Garvan was the son of Patrick Garvan, paper merchant and tobacco farmer, and Mary (Carroll) Garvan. In 1906 his sister, Genevieve Garvan, married prominent New York City businessman, Nicholas Frederic Brady. On June 9, 1910, Francis Patrick Garvan married Nicholas Brady's sister, Mabel. The couple had seven children, six of whom lived to adulthood:

1. Patricia Garvan (d. 1918)
2. Francis Patrick Garvan, Jr.
3. Mabel Brady Garvan (Mrs. Robert Philip Noble) (d. 1972)
4. Flora Brady Garvan (Mrs. Francis D. Winslow 2d)
5. Anthony Nicholas Brady Garvan
6. Peter Dunne Garvan
7. Marcia Anne Garvan (d. 2014)

Francis P. Garvan Jr., succeeded his father as the president of the Chemical Corporation in 1939.

In addition to the Garvans' chemical philanthropy, Francis Patrick Garvan and his wife Mabel Brady Garvan were collectors of decorative arts and furniture.
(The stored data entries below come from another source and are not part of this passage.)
PR #2425, opened 2015-06-19
r8s 1.8 (new formula)

jonchang:
r8s estimates absolute rates ("r8s") of molecular evolution and divergence times on a phylogenetic tree.


tseemann:
@jonchang Could you please use ```(share/"r8s").install``` instead so the data is kept neatly separate from the general folder?
This would require modifying the test block as well.

jonchang:
@tseemann fixed

iml:

PR #2427, opened 2015-06-20
YARP 2.3.64 (moved from homebrew-x11)

kt10aan:
This is the formula for YARP, v.2.3.64.
YARP is a middleware for robots and is used mainly in academia. (See http://yarp.it and http://icub.org)

The formula was in the main Homebrew repository. Then, it was moved to homebrew-x11, along with all other formulas that had an X11 dependency. 

Latest version of YARP switched to Qt5, so it doesn't have an X11 dependency anymore.
Instead of moving it back to main Homebrew, we thought it would fit better in the homebrew-science repository.

The formula was just updated extensively in homebrew-x11 so hopefully, there should not be any issue with it.

Also see: https://github.com/Homebrew/homebrew-x11/pull/85

### DIFF
--- a/yarp.rb
+++ b/yarp.rb
@@ -1,0 +1,79 @@
+class Yarp < Formula
+  desc "Yet Another Robot Platform"
+  homepage "http://yarp.it"
+  url "https://github.com/robotology/yarp/archive/v2.3.64.tar.gz"
+  sha256 "3882b38c39ec9c5fdd06c68f3a4ad21da718bd2733ed7d6a5fb78d9f36dad6b2"
+  head "https://github.com/robotology/yarp.git"
+
+  option "with-qt5", "Build the Qt5 GUI applications"
+  option "with-yarprun-log", "Build with yarprun_log support"
+  option "with-opencv", "Build the opencv_grabber device"
+  option "with-lua", "Build with Lua bindings"
+  option "with-python", "Build with Python bindings"
+  option "with-serial", "Build the serial/serialport devices"
+
+  depends_on "pkg-config" => :build
+  depends_on "cmake" => :build
+  depends_on "ace"
+  depends_on "gsl"
+  depends_on "sqlite"
+  depends_on "readline"
+  depends_on "jpeg"
+  depends_on "homebrew/science/opencv" => :optional
+  depends_on "qt5" => :optional
+  depends_on "lua" => :optional
+  depends_on "python" => :optional
+
+  if build.with?("lua") || build.with?("python")
+    depends_on "swig"
+  end
+
+  def install
+    args = std_cmake_args + %W[
+      -DCREATE_LIB_MATH=TRUE
+      -DCREATE_DEVICE_LIBRARY_MODULES=TRUE
+      -DCREATE_OPTIONAL_CARRIERS=TRUE
+      -DENABLE_yarpcar_mjpeg_carrier=TRUE
+      -DENABLE_yarpcar_rossrv_carrier=TRUE
+      -DENABLE_yarpcar_tcpros_carrier=TRUE
+      -DENABLE_yarpcar_xmlrpc_carrier=TRUE
+      -DENABLE_yarpcar_bayer_carrier=TRUE
+      -DENABLE_yarpcar_priority_carrier=TRUE
+      -DCREATE_IDLS=TRUE
+    ]
+
+    args << "-DCREATE_GUIS=TRUE" if build.with? "qt5"
+    args << "-DENABLE_YARPRUN_LOG=ON" if build.with? "yarprun-log"
+    args << "-DENABLE_yarpmod_opencv_grabber=ON" if build.with? "opencv"
+
+    if build.with? "lua"
+      args << "-DYARP_COMPILE_BINDINGS=ON"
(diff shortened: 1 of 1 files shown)


DomT4:
Can ignore the failure - It won't be true if the Science team want this formula because I'll remove it from the X11 tap:

```
==> brew audit Homebrew/science/yarp --strict				 FAILED
==> brew style yarp

Error: 1 problem in 1 formula

==> audit problems
homebrew/science/yarp:
 * Formula name conflicts with homebrew/x11/yarp
```

kt10aan:
Added bash-completion support in the YARP formula.

yarp.rb
```diff
@@ -0,0 +1,70 @@
...
+
+  depends_on "pkg-config" => :build
+  depends_on "cmake" => :build
+  depends_on "ace"
+  depends_on "gsl"
+  depends_on "sqlite"
+  depends_on "readline"
+  depends_on "jpeg"
+  depends_on "homebrew/science/opencv" => :optional
+  depends_on "qt5" => :optional
```
dpo: This is redundant with [line 8](https://github.com/Homebrew/homebrew-science/pull/2427/files#diff-f4237c136cd465bbf7eb03cb53ea74c8R8)

yarp.rb
```diff
@@ -0,0 +1,70 @@
...
+  option "with-serial", "Build the serial/serialport devices"
+
+  depends_on "pkg-config" => :build
+  depends_on "cmake" => :build
+  depends_on "ace"
+  depends_on "gsl"
+  depends_on "sqlite"
+  depends_on "readline"
+  depends_on "jpeg"
+  depends_on "homebrew/science/opencv" => :optional
```
dpo: This is redundant with [line 10](https://github.com/Homebrew/homebrew-science/pull/2427/files#diff-f4237c136cd465bbf7eb03cb53ea74c8R10) (unless the documentation string is important)

yarp.rb
```diff
@@ -0,0 +1,70 @@
...
+  depends_on "qt5" => :optional
+  depends_on "lua" => :optional
```
dpo: Redundant with [line 11](https://github.com/Homebrew/homebrew-science/pull/2427/files#diff-f4237c136cd465bbf7eb03cb53ea74c8R11)

yarp.rb
```diff
@@ -0,0 +1,70 @@
...
+      args << "-DENABLE_yarpmod_serialport=ON"
+    end
+
+    system "cmake", *args
+    system "make", "install"
+    bash_completion.install "scripts/yarp_completion"
+  end
+
+  def caveats
+    <<-EOS.undent
```
dpo: I tend to prefer `def caveats; <<-EOS.undent` on one line

kt10aan:
Well, I would rather keep the documentation strings for the options. Can I just delete the 3 ``depends_on ... => :optional`` lines?
I changed the ``def caveats; EOS...`` in one line. The commit was squashed.

iml:
You can't remove the dependencies, but the options are fine as they just replace the default wording of `Build with(out) X support` given a dependency X.

kt10aan:
So, the option lines can be kept, I assume.

dpo:
I guess at the very least the dependencies should say `depends_on "qt5" if build.with? "qt5"` but I feel the message don't add much to justify the redundancy.

iml:
> I guess at the very least the dependencies should say `depends_on "qt5" if build.with? "qt5"` but I feel the message don't add much to justify the redundancy.

That isn't necessary, you can change the option description while keeping the `:optional`, `:recommended` DSL. The octave formula does this a lot; maybe a bit verbose but it doesn't require that sort of redundancy in the class body.

kt10aan:
The description for the qt5 option is needed in my opinion, due to the nature of the software.
Is there a unanimous opinion if the option description lines are redundant or not? :) 

By the way, slightly off-topic: since I have contributed to different homebrew sub-repositories, it appears to me that there is not a common style guideline across all homebrew "official" repos (except the ones that are checked by ``brew audit``. Wouldn't it be better (and faster for everyone) if the homebrew people would decide on extending these style guidelines and integrate them in the ``brew audit/style`` ?

dpo:
In my opinion, there's very little benefit to having `Build the Qt5 GUI applications` instead of `Build with qt5 support`, and even less to `Build with Lua bindings` instead of `Build with lua support`. Some of the `octave` options are redundant too, if you ask me.

kt10aan:
There is some benefit from having ``Build with the Qt5 GUI applications``, compared to ``Build with qt5 support``. Actually, they are very different. 
Also, the ``lua bindings`` are different from ``lua support`` as the YARP users expect the terminology ``bindings``. That is the term that for many years is mentioned in manuals, mailing lists, etc when talking and asking about, well.. bindings :)

In any case, I do not see a __unanimous__ opinion, against ``option`` lines.

kt10aan:
Any update on this? :)

francesco-romano:
Any update on this?

francesco-romano:
We create a "personal" tap in https://github.com/robotology/homebrew-cask, so this PR can be closed.
As soon as we update the formula we will also delete it from `x11`.
Thanks guys!

@dpo

PR #113, opened 2019-02-18
DIT 674 - Extended Use Flag

ed0906:


app/uk/gov/hmrc/tariffclassificationfrontend/controllers/ExtendedUseCaseController.scala
```diff
@@ -0,0 +1,79 @@
...
+
+          }
+        )
+      }
+    )
+
+  }
+
+  private def statusHasChanged(c: Case, status: Boolean): Boolean = {
+    !c.decision.map(_.applicationForExtendedUse).contains(status)
```
pllaurado: contains?

ed0906: I'm not sure what your question is @pllaurado

pllaurado: I'm just curious  why you are comparing two booleans with contains. Not wrong but just estrange.  Maybe I would expect something like a filter and a isdefined.

app/uk/gov/hmrc/tariffclassificationfrontend/controllers/ExtendedUseCaseController.scala
```diff
@@ -0,0 +1,79 @@
...
+          reference,
+          c => successful(views.html.change_extended_use_status(c, errors))
+        )
+      },
+      (status: Boolean) => {
+        getCaseAndRespond(
+          reference,
+          c => {
+            if(statusHasChanged(c, status)) {
+              caseService.updateExtendedUseStatus(c, status, request.operator).flatMap { c =>
```
pllaurado: The redirection is the same even the status has not change. In this case I would move the status change logic/check to the service.

app/uk/gov/hmrc/tariffclassificationfrontend/controllers/ExtendedUseCaseController.scala
ed0906: It's the same thing really

PR #114, opened 2019-02-18
Dit 677

SteveSugden:


app/uk/gov/hmrc/tariffclassificationfrontend/models/Decision.scala
```diff
@@ -29,5 +31,6 @@ case class Decision
   methodExclusion: Option[String] = None,
   methodCommercialDenomination: Option[String] = None,
   appeal: Option[Appeal] = None,
-  review: Option[Review] = None
+  review: Option[Review] = None,
+  cancelReason: Option[CancelReason] = None
```
ed0906: Just a thought - I wonder if we should have done a `Cancellation` object which includes a `CancelationReason` and an `applicationForExtendedUse` flag

app/uk/gov/hmrc/tariffclassificationfrontend/service/CasesService.scala
```diff
@@ -153,20 +154,24 @@ class CasesService @Inject()(appConfig: AppConfig,
...
+        cancelReason = Some(reason)
+      )
     val caseUpdating = original.copy(status = CaseStatus.CANCELLED, decision = Some(decisionUpdating))
 
     for {
       // Update the case
       updated: Case <- connector.updateCase(caseUpdating)
       // Create the event
-      _ <- addStatusChangeEvent(original, updated, operator)
+      _ <- addStatusChangeEvent(original, updated, operator, comment = Some(CancelReason.format(reason)))
```
ed0906: It's worth checking with Joe if there is a need to ever add an extra Note when cancelling a case. We'd need to keep the comment field free for that if we do

ed0906: Or we can concat them both I guess

app/uk/gov/hmrc/tariffclassificationfrontend/views/forms/components/input_radiogroup.scala.html
```diff
@@ -22,13 +22,14 @@
         inputClass: Option[String] = None,
         hint: Option[String] = None,
         labelClass: Option[String] = None,
+        heading:String = "Review status",
```
ed0906: Do you mind if we pull the heading out of this class. Seems a bit weird to have a default value of "Review Status" on a fairly generic component. 
Admittedly I think I made this so I should have spotted it originally...

test/unit/uk/gov/hmrc/tariffclassificationfrontend/controllers/CancelRulingControllerSpec.scala
```diff
@@ -103,16 +103,30 @@ class CancelRulingControllerSpec extends WordSpec with Matchers with UnitSpec
...
-      val result: Result = await(controller.confirmCancelRuling("reference")(newFakePOSTRequestWithCSRF(app)))
+      val result: Result = await(controller.confirmCancelRuling("reference")(newFakePOSTRequestWithCSRF(app).withFormUrlEncodedBody("reason" -> "ANNULLED")))
 
       status(result) shouldBe Status.OK
       contentTypeOf(result) shouldBe Some(MimeTypes.HTML)
       charsetOf(result) shouldBe Some("utf-8")
       bodyOf(result) should include("This case has been cancelled")
     }
 
+    "display required field when failing to submit reason" in {
```
ed0906: I'd maybe suggest this kind of test goes in the ViewSpec for that component e.g.` InputRadioGroupViewSpec`

app/uk/gov/hmrc/tariffclassificationfrontend/views/forms/components/input_radiogroup.scala.html
SteveSugden: Do you mean pull it out completely (so the component doesn't render a heading) or just remove the default value?  I agree that a "review" specific default is daft

app/uk/gov/hmrc/tariffclassificationfrontend/views/cancel_ruling.scala.html
```diff
@@ -47,11 +45,7 @@ <h3 class="heading-large mt-0">Cancel the ruling</h3>
                 <li><a href="@uk.gov.hmrc.tariffclassificationfrontend.controllers.routes.AttachmentsController.attachmentsDetails(c.reference)">attach</a>  any relevant documentation to the case</li>
             </ul>
 
-            @form(action = uk.gov.hmrc.tariffclassificationfrontend.controllers.routes.CancelRulingController.confirmCancelRuling(c.reference), 'class -> "form") {
-                @CSRF.formField
-                <button class="button" id="cancel-ruling-button" type="submit">Cancel ruling</button>
-                <a class="secondary-button" id="cancel-button" href="@uk.gov.hmrc.tariffclassificationfrontend.controllers.routes.CaseController.rulingDetails(c.reference)">Cancel</a>
-            }
+            @cancel_ruling_form(c, form("reason"))
```
pllaurado: I think this cancel_ruling exists because the form to cancel then separate it into another class (is not bad), how granular we want to be?? My opinion is always the clearest and easy to maintain option. But I think that having a form object and parsing just a field of this form into another component is a good reason to not have a separate component. What do you think?

SteveSugden: No strong opinion either way.  As the cancel form component is not really re-usable its contents could have been in-lined.   My defence is that I was following patterns seen elsewhere.

app/uk/gov/hmrc/tariffclassificationfrontend/views/forms/components/input_radiogroup.scala.html
pllaurado: I agree to move the heading to the top, but default it to Review status sounds the object will be less generic.

ed0906: Pull it out completely, I think there would be times we would want radio groups but not want the heading

app/uk/gov/hmrc/tariffclassificationfrontend/views/cancel_ruling.scala.html
ed0906: I dont see any harm pulling it out. although I agree its not particularly reusable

They decided to donate the majority of assembled artifacts to Yale University. Over 10,000 art objects donated to Yale University are known today as the Mabel Brady Garvan Collection at the Yale University Art Gallery, one of the most complete collections of early American arts and crafts.

He died on November 7, 1937. Mabel Garvan continued to be involved with the Garvan-Olin Medal for thirty years after her husband's death.